Blog

BE MORE MUSK

by Catherine Donnelly.

21 February 2021

Elon Musk’s approach

Elon Musk is one of the world’s most famous entrepreneurs. He is a consummate industry disruptor, from electric cars to infrastructure to healthcare. How does he do this? He doesn’t start from how things are being done right now. He doesn’t get stuck in the ‘sunk costs’ fallacy that results in suboptimal architecture or unsuitable processes being used in his businesses. He doesn’t worry about what other people think.

Instead, he asks: how would we do this, if we were starting from scratch, to create a customer-focused product? The customer comes first, always. And then Musk starts from scratch and creates, and keeps improving upon, a customer-focused product.

The system is flawed

The first UK industry pensions conference which I attended had a panel session on alternative careers for pensions actuaries as the main event. The reason was the widespread closure of defined benefit (DB) pension schemes, the main source of work for pensions actuaries. I came away feeling rather down and quite cross – why are the pensions actuaries letting down society? Why are they giving up? Why are they letting defined contribution (DC) pension plans take the place of DB schemes, without a whimper?

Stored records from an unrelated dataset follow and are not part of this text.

PR #10296, opened 2022-12-12
Bump coding standard to v11 (3.0 edition)

derrabus:
#10295 on 3.0.x

### DIFF
--- a/tests/Doctrine/Tests/Models/Cache/City.php
+++ b/tests/Doctrine/Tests/Models/Cache/City.php
@@ -9,11 +9,15 @@ use Doctrine\Common\Collections\Collection;
 use Doctrine\ORM\Mapping as ORM;
 use Doctrine\ORM\Mapping\ClassMetadata;
 
-#[ORM\Entity, ORM\Table(name: 'cache_city'), ORM\Cache]
+#[ORM\Entity]
+#[ORM\Table(name: 'cache_city')]
+#[ORM\Cache]
 class City
 {
     /** @var int */
-    #[ORM\Id, ORM\GeneratedValue, ORM\Column(type: 'integer')]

The one thing which DB schemes do, which DC plans do not, is provide a lifelong income to their pensioners. For the average person, who will have neither a large amount of pension savings nor be buying financial advice, the value of this is incalculable. While working, they pay monthly contributions to their DB pension scheme. They are told how much monthly income they will receive during their retirement. Then, they get that income in retirement, paid monthly into their personal bank account, just like a salary. There are no decisions required from the member. This is a good thing.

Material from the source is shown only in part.